Was there ever a more relatable song lyric at this moment? I am trying to be that calm woman in the center of the storm, the soothing presence but this is a hard role to fill. Gritting my teeth so hard that I gave myself headaches was not part of my plan.


It is not just interesting but sad and frustrating how C-PTSD touches every facet of life for me. Ignoring my health has had big repercussions, and it seems like it’s related to medical neglect. When I think “I’ve felt worse pain” and keep powering through, it is detrimental to my health, and it is what I am used to.


The Scary Things


My own approach for the past few years is to lay out what I’m afraid of and just blurt it out. In 2021 I made a resolution to write about the things I am afraid of, and I never stopped.



 

Heading #1: The Bad


I am scared of having my second colonoscopy before the age of forty. I have an uncle who had polyps but not until his fifties. What does this even mean? Does this maybe mean cancer? Who’s going to take care of me? Would my situationship maybe turn more serious or would this call it off? What would this mean for my other relationships? Who could I count on to show up?




Heading #2: Overblown


I am scared of losing my mother. She is having a minor surgery but the routine things that could go wrong during surgery made me snowball things in my mind as the surgeon was going through them. There were also concerns about her teeth and her intubation but they will have dentists in the hospital just in case there are problems.



Heading #3: Worst Case


I am scared of maybe leaving my mother overnight at the hospital for this procedure. I’m not sure if that will happen, she should be home by the end of the day if we arrive at our specified time she should be good to go by a certain time. But if not I may have to leave her there to feed the cat and things at home. I’ll have to pack her an overnight bag just to be prepared.

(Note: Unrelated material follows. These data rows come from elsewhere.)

Issue #1573, opened 2019-09-18
New debug_java_port causing issues with lambda


a88zach:
We have several Kinesis streams set up with event notifications that trigger lambdas.  When the LAMBDA_EXECUTOR is set to 'docker' and we send a large number or records to Kinesis, multiple Lambdas will execute, but currently they are failing to create with error:

```
Exception: Lambda process returned error status code: 1. Output:
time="2019-09-18T17:28:11Z" level=error msg="error getting events from daemon: net/http: request canceled" 
Error response from daemon: driver failed programming external connectivity on endpoint busy_sanderson (a78e45a41d0ce5b0d8bab6ff54344fc34fe2b4969f55bf568e753121abc8759e): Bind for 0.0.0.0:38763 failed: port is already allocated
```

I believe this is due to the new debug_java_port introduced with this PR https://github.com/localstack/localstack/pull/1523

With this change, you are setting the port in the constructor by using a method known to have a race condition (https://github.com/localstack/localstack/blob/master/localstack/utils/common.py#L354)
(https://gist.github.com/gabrielfalcao/20e567e188f588b65ba2)

This should be changed to ensure unique ports are being issued across all lambdas

rmrbest:
@a88zach Thanks for the issue. Let me check to fix it. @whummer what do you think?

rmrbest:
@a88zach Do you put LAMDA_JAVA_OPTS as ennvironment variable in your docker run or docker-compose?

rmrbest:
I think that always set a get_free_tcp_port, even when LAMDA_JAVA_OPTS is not set. May be, set a port when LAMDA_JAVA_OPTS is added, so is for debug purpose. If does not exist(not set), normal behaviour, i mean, don't set a port.

a88zach:
Even with only setting the debug port when including java options, you're still going to run across this issue.  The main problem is that get_free_tcp_port is always going to return the same port as long as it is free.  With multiple dockers starting up at the same time you run into a race condition where  that function keeps giving out the same "free" port to multiple dockers b/c those dockers are still being initialized and have not taken the port yet

rmrbest:
@whummer Could we use a random port? I've a bit time that weekend to fix it.

whummer:
> I think that always set a get_free_tcp_port, even when debug_port is not set. May be, set a port when debug_port is added

I think this would be the right approach. Will push a fix asap @rmrbest

whummer:
[...]

PR #12026, opened 2024-12-12
Fix swagger endpoint from ephemeral instance

giograno:
## Motivation
The swagger endpoint is not functioning properly when used from an ephemeral instance (see [#1573](https://github.com/localstack/localstack-web/pull/1573) for more context).
We are relying on the `external_service_url` function to compute the path for the `openapi.yaml` file. This function uses the default 4566 port, leading to a fetch error.

## Changes
- Consider the special case of ephemeral instances when building the `openapi.yaml` path.

### DIFF
--- a/localstack-core/localstack/http/resources/swagger/endpoints.py
+++ b/localstack-core/localstack/http/resources/swagger/endpoints.py
@@ -7,10 +7,17 @@ from localstack.config import external_service_url
 from localstack.http import Response
 
 
+def _get_service_url(request: Request) -> str:
+    # special case for ephemeral instances
+    if "sandbox.localstack.cloud" in request.host:
+        return external_service_url(protocol="https", port=443)
+    return external_service_url(protocol=request.scheme)
+
+
 class SwaggerUIApi:
     @route("/_localstack/swagger", methods=["GET"])
     def server_swagger_ui(self, request: Request) -> Response:
-        init_path = f"{external_service_url(protocol=request.scheme)}/openapi.yaml"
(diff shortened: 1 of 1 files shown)


localstack-core/localstack/http/resources/swagger/endpoints.py
```diff
@@ -7,10 +7,17 @@
 from localstack.http import Response
 
 
+def _get_service_url(request: Request) -> str:
+    # special case for ephemeral instances
+    if "sandbox.localstack.cloud" in request.host:
+        return external_service_url(protocol="https", port=443)
```
lukqw, line 13: **Thought**: This seems a bit ugly - I do wonder if there's something better we can use to use port 443.

As an idea: Could we set the port for the `external_service_url` call depending on the `request.scheme`? If it's HTTPS use 443 - if not 4566.

lukqw (commented):
Thanks for addressing this issue! I've added a comment which might improve the solution, but I'm probably missing lots of context.

localstack-core/localstack/http/resources/swagger/endpoints.py
giograno: If we do this, it messes up with the default `https://localhost.localstack.cloud:4566`. Ephemeral instances are the only case that comes to mind where we don't have a port but just default to 443.

thrau (approved):
also not a huge fan of hardcoding URLs and ports in this way, but i don't know of a better solution right now, so if this a stop-gap to unblock swagger in ephemeral instances, i guess we can go with this for now :+1:

PR #12027, opened 2024-12-12
apigw fix openapi request parameters

cloutierMat:
## Motivation

As reported by a user, if a YAML OpenApi specs passes a Boolean value for request parameter mapping, we would fail the invocation for that integration. 

While the value is invalid, AWS doesn't fail and instead just ignores the parameter when importing the api and adds a warning to the response.

## Changes

- Make sure that a boolean value cannot be added as an integration request parameters mapping
- adds warnings to the response of the import.

## Notes

If the flags `failsOnWarning` is provided, we should instead revert the changes when encountering a warning. But this is something we will need to tackle in a follow up as it would require much bigger changes to the import and put endpoints and the helpers method

### DIFF
--- a/localstack-core/localstack/services/apigateway/helpers.py
+++ b/localstack-core/localstack/services/apigateway/helpers.py
@@ -24,6 +24,7 @@ from localstack.aws.api.apigateway import (
     IntegrationType,
     Model,
     NotFoundException,
+    PutRestApiRequest,
     RequestValidator,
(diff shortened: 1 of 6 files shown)


bentsku (approved):
LGTM! This was a fun one 😬 especially since JSON spec files are failing straight away, so it was hard to reproduce! 

Very nice find 🚀

PR #12032, opened 2024-12-13
fix `echo_http_server_post` returning double slash path

bentsku:
## Motivation
The `echo_http_server_post` has different behavior between AWS and LocalStack (where it will direct the request against `https://httpbin.org/post` in AWS and a local http server in LocalStack, but at this url: `http://localhost:<port>//post`).

This PR fixes the format for them to both return the `/post` path. 

I'll run a downstream test on this to verify everything is right. 

## Changes
- don't add a slash when there's already one returned by `http server.url_for("/")`.


alexrashed (approved):
Thanks a lot for jumping on this! 🦸🏽 💯

Issue #9809, opened 2023-12-05
bug: Step Function distributed maps throw pickle exception failing to enter map state, {"error": "States.Runtime", "cause": "cannot pickle '_thread.lock' object"}


JordanWeir:
### Is there an existing issue for this?

- [X] I have searched the existing issues

### Current Behavior

When creating a step function using distributed maps on localstack pro, the execution stops before the first map task.  The localstack docker container shows an error indicating issues with pickling.

2023-12-05T16:45:58.482  WARN --- [d-159 (eval)] l.s.s.a.c.s.s.execute_stat : State Task encountered an unhandled exception that lead to a State.Runtime error.
[...]

PR #12033, opened 2024-12-13
StepFunctions: Fix Evaluation of Nested Map Runs

MEPalma:
## Motivation
Currently, the SFN v2 is unable to evaluate nested MapRun states, resulting in pickling runtime errors https://github.com/localstack/localstack/issues/9809. This was due to an unecessary deep copy of the map run program, which contains unserialisable objects such as locks. The deep copy is not considered necessary as EvalComponents are stateless by design, and can therefore be shared by multiple runtimes. These changes address such issue and add a relevant snapshot test.

## Changes
- remove unecessary program copy
- added a snapshot test for nested map runs


gregfurman (approved):
LGTM!

PR #12034, opened 2024-12-13
add read/list methods for ec2 security-groups resource provider

pinzon:
## Motivation
This PR adds the Operations for READ and LIST to the Resource Provider for AWS::Ec2::SecurityGroup

cc/ @cloutierMat  @simonrw 

## Changes
- Read and List operations
- Fix the setting of a custom ID in the Patches

## Testing
- These operations are use by CloudControl only. That service is not available in this repository.


localstack-core/localstack/services/ec2/patches.py
```diff
@@ -133,9 +127,9 @@ def ec2_create_security_group(
 
         if custom_id:
             # Remove the security group from the default dict and add it back with the custom id
-            self.groups[vpc_id].pop(result.group_id)
+            self.groups[result.vpc_id].pop(result.group_id)
             result.group_id = result.id = custom_id
-            self.groups[vpc_id][custom_id] = result
```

I am scared because writing this all out is making my stomach hurt. I am having another period even though I only had one two weeks ago. It may be stress related. I am also having some hair loss, which will be addressed when I see my primary care soon!


This is the part where I have a hopeful message but the truth is I am overwhelmed and sad. Some things that have been helping me are Patrick Gannon’s workbook Soul Survivors and ASCA and OA meetings. Journaling everyday is also a good way to let off steam. I also enjoy some mindless activities like watching live gameplays on YouTube. Podcasts and music are good distractions for me too.